EXERCISE AIM: Take the entries below and print, exactly, the stretch from the line containing "Review pass, round 2" through the line containing "- 67ba55a24 —", both included.

[Recorded data]
************

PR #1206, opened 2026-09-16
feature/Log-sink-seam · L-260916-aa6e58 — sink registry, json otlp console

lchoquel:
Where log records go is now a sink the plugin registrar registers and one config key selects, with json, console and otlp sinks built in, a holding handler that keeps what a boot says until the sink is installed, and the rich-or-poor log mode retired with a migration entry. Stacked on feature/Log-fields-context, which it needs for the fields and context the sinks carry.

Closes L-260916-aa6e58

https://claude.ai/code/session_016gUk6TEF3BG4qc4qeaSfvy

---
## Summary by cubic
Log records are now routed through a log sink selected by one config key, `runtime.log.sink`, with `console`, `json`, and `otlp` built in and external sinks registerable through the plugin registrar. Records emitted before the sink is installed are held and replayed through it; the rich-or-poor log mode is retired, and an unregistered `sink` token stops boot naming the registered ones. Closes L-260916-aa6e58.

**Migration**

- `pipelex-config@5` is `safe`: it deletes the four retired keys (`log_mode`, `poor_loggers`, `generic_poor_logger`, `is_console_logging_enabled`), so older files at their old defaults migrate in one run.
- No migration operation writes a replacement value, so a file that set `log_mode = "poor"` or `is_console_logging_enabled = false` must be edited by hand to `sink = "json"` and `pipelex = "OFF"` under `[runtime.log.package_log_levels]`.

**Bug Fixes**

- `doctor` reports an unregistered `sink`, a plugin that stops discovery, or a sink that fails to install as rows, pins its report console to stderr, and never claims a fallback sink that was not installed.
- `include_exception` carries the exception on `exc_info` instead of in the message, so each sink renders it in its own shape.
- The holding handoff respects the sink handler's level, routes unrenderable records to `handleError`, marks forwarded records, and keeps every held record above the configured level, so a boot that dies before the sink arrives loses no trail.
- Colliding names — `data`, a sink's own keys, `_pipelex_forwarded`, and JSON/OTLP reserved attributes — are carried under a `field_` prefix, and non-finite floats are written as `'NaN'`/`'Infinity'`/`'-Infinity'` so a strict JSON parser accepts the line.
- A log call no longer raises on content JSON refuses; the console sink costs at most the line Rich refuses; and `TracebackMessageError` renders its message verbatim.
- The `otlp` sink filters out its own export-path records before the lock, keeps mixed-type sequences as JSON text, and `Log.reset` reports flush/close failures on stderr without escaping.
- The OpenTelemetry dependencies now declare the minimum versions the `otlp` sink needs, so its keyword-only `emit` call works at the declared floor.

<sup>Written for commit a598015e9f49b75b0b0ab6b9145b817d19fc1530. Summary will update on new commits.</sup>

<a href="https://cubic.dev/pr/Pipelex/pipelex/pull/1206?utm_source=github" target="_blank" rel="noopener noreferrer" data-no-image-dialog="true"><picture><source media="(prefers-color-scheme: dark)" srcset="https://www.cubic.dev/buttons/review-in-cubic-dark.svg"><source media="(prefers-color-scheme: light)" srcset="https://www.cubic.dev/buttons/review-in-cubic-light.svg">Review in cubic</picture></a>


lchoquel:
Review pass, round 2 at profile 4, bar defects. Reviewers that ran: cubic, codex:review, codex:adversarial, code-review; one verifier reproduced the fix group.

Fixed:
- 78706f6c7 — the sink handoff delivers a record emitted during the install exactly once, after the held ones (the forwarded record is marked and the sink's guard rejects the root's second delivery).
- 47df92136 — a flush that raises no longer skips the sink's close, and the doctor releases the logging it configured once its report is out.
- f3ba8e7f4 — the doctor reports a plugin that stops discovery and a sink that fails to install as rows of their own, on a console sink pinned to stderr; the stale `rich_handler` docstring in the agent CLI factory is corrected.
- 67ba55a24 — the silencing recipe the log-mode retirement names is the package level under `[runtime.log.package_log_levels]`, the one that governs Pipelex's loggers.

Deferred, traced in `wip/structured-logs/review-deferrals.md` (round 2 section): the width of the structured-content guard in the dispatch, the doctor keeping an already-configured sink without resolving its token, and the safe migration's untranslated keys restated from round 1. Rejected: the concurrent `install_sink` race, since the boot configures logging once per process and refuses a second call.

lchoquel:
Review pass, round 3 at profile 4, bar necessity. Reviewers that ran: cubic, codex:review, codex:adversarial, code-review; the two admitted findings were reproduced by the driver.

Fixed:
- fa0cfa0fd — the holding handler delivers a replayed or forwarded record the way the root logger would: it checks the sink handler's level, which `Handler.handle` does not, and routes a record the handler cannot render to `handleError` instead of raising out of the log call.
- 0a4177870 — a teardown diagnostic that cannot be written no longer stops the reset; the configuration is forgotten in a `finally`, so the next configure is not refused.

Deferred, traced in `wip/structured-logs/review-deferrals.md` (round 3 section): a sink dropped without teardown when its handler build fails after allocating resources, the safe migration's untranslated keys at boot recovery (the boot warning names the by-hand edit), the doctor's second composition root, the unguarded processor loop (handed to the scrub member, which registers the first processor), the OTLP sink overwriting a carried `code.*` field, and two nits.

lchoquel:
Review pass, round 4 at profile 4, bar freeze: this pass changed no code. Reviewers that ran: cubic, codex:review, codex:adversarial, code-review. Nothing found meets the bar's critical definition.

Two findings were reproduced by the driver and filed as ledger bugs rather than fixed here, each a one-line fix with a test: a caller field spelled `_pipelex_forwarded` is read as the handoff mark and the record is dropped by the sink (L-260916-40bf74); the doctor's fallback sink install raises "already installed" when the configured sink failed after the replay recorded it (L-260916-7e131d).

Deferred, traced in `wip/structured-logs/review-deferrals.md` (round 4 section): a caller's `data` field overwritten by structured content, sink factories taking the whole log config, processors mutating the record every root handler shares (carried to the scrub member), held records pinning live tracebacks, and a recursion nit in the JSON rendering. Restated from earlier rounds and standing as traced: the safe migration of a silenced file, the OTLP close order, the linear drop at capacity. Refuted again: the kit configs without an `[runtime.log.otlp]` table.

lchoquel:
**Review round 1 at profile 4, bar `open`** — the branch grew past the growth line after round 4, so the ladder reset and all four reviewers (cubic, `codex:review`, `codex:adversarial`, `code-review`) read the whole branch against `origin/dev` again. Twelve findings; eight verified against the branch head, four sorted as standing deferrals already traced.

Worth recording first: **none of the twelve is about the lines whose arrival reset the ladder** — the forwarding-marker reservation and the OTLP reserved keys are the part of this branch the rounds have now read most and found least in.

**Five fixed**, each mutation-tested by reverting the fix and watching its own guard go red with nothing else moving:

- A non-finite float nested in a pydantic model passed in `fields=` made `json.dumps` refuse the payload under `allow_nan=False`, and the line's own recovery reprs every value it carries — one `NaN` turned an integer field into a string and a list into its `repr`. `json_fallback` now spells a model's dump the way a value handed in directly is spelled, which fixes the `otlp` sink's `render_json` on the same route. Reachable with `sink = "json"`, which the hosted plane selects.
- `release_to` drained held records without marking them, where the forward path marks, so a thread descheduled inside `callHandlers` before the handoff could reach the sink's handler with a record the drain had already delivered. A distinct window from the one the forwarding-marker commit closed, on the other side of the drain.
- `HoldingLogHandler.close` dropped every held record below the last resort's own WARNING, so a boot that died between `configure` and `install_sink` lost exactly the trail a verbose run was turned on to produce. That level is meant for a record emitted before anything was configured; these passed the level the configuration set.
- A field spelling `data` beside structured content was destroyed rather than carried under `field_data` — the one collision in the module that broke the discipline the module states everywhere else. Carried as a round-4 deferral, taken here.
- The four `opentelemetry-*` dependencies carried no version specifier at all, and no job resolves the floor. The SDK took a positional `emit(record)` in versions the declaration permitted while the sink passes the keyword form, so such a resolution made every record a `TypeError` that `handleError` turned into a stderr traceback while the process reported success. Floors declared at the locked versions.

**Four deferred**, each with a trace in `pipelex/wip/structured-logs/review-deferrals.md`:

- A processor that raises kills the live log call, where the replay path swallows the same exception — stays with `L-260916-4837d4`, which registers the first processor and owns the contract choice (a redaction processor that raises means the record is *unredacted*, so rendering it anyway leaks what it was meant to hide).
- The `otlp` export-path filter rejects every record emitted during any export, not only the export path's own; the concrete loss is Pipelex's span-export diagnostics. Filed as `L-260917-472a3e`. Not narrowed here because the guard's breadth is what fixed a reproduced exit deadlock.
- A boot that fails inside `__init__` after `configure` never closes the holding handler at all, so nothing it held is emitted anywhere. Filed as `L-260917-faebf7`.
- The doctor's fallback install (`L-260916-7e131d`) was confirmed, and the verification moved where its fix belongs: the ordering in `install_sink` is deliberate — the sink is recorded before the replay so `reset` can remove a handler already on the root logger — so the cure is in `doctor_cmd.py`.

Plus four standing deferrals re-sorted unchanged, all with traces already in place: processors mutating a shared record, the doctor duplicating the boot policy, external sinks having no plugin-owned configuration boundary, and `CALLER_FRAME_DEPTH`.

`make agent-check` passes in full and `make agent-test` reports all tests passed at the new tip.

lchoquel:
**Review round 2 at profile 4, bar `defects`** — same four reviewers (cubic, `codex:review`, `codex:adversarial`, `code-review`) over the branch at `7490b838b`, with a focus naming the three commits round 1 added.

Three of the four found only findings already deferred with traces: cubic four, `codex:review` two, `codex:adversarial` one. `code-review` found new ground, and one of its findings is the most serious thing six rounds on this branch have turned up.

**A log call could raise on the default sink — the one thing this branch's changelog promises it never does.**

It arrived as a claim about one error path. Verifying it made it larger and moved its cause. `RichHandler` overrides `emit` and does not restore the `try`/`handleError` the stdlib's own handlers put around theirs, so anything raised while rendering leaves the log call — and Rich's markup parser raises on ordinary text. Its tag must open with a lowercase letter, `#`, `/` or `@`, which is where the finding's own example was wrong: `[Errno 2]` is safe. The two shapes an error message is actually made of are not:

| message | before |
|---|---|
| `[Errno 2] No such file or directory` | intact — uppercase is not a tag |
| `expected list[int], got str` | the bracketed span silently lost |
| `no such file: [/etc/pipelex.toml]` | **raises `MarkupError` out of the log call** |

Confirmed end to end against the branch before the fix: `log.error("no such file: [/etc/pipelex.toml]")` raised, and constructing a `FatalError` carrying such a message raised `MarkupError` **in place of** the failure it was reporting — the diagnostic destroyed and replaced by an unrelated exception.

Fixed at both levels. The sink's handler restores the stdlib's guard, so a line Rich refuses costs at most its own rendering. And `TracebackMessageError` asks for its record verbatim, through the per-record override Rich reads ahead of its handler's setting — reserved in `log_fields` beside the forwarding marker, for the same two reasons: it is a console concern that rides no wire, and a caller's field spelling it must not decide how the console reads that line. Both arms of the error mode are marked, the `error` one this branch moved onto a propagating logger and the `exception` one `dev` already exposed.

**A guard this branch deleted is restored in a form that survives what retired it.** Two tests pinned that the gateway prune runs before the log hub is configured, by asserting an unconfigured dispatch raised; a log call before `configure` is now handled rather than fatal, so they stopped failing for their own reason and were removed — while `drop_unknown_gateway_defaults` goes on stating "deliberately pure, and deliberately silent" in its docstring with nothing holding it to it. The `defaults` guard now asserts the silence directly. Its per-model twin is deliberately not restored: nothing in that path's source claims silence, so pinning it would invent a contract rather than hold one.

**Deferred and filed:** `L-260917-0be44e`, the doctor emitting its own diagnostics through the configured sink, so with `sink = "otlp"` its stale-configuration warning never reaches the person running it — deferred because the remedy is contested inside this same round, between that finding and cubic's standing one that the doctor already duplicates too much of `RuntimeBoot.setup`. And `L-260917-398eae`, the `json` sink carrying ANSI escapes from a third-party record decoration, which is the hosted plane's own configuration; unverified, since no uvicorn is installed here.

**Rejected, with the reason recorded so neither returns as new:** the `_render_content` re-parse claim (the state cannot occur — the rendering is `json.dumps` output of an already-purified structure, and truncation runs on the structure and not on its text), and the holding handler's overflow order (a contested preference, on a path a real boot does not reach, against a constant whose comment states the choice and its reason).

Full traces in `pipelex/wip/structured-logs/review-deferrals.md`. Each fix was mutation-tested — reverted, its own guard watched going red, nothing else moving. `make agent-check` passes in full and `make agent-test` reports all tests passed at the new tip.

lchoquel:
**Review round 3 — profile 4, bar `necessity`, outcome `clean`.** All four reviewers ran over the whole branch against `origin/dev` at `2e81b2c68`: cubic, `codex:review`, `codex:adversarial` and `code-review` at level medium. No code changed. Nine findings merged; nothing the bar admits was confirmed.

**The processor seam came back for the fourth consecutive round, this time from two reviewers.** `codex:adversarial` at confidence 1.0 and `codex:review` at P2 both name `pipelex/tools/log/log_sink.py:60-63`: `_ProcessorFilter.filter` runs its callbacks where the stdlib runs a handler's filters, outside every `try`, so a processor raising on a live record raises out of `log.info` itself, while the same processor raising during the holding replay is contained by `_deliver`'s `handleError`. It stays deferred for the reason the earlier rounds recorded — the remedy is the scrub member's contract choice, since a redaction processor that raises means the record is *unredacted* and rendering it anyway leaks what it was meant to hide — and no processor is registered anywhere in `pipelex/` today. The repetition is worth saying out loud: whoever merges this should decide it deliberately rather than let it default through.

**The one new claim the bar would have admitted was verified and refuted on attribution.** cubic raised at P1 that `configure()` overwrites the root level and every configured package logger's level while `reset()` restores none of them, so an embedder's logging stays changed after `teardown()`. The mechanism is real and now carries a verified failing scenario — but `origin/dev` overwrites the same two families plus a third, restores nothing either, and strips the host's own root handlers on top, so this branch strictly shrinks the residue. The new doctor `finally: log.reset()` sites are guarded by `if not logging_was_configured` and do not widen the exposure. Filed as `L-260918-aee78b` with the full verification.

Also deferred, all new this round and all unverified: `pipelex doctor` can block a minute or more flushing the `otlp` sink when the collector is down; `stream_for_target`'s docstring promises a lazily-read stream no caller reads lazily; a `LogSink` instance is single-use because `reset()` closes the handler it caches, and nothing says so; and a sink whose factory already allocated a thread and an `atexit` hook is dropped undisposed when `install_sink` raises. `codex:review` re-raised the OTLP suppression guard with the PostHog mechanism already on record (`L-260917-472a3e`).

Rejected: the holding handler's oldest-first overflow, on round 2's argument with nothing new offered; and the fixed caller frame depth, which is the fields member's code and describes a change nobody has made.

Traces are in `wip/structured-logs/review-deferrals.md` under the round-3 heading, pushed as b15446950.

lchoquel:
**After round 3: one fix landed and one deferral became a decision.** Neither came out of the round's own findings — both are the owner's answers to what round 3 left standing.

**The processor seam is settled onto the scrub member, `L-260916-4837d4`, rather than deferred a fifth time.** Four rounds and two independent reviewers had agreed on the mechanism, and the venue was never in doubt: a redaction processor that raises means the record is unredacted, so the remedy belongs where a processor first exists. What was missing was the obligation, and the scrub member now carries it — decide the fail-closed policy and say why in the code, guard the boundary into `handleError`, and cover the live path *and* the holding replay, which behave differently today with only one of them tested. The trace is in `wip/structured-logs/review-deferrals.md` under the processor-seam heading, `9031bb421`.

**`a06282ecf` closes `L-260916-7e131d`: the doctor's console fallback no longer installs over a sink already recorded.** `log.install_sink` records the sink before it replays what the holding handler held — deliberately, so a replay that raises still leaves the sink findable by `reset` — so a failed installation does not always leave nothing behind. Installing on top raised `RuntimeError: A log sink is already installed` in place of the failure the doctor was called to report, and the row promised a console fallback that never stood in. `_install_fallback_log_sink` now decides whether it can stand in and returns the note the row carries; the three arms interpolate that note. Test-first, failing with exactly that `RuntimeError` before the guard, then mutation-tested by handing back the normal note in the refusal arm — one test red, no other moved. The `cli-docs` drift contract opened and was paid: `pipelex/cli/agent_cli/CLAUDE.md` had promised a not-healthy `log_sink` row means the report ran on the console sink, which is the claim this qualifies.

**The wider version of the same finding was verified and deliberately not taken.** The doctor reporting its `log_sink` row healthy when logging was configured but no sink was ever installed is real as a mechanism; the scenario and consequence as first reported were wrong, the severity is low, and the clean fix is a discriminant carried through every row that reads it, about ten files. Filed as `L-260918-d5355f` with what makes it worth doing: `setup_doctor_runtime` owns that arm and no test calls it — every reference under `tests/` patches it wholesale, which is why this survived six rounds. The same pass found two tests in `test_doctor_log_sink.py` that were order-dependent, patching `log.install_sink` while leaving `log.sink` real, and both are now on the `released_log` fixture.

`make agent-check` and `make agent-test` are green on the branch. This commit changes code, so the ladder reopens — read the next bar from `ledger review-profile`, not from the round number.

************

YOUR SOLUTION:
Review pass, round 2 at profile 4, bar defects. Reviewers that ran: cubic, codex:review, codex:adversarial, code-review; one verifier reproduced the fix group.

Fixed:
- 78706f6c7 — the sink handoff delivers a record emitted during the install exactly once, after the held ones (the forwarded record is marked and the sink's guard rejects the root's second delivery).
- 47df92136 — a flush that raises no longer skips the sink's close, and the doctor releases the logging it configured once its report is out.
- f3ba8e7f4 — the doctor reports a plugin that stops discovery and a sink that fails to install as rows of their own, on a console sink pinned to stderr; the stale `rich_handler` docstring in the agent CLI factory is corrected.
- 67ba55a24 — the silencing recipe the log-mode retirement names is the package level under `[runtime.log.package_log_levels]`, the one that governs Pipelex's loggers.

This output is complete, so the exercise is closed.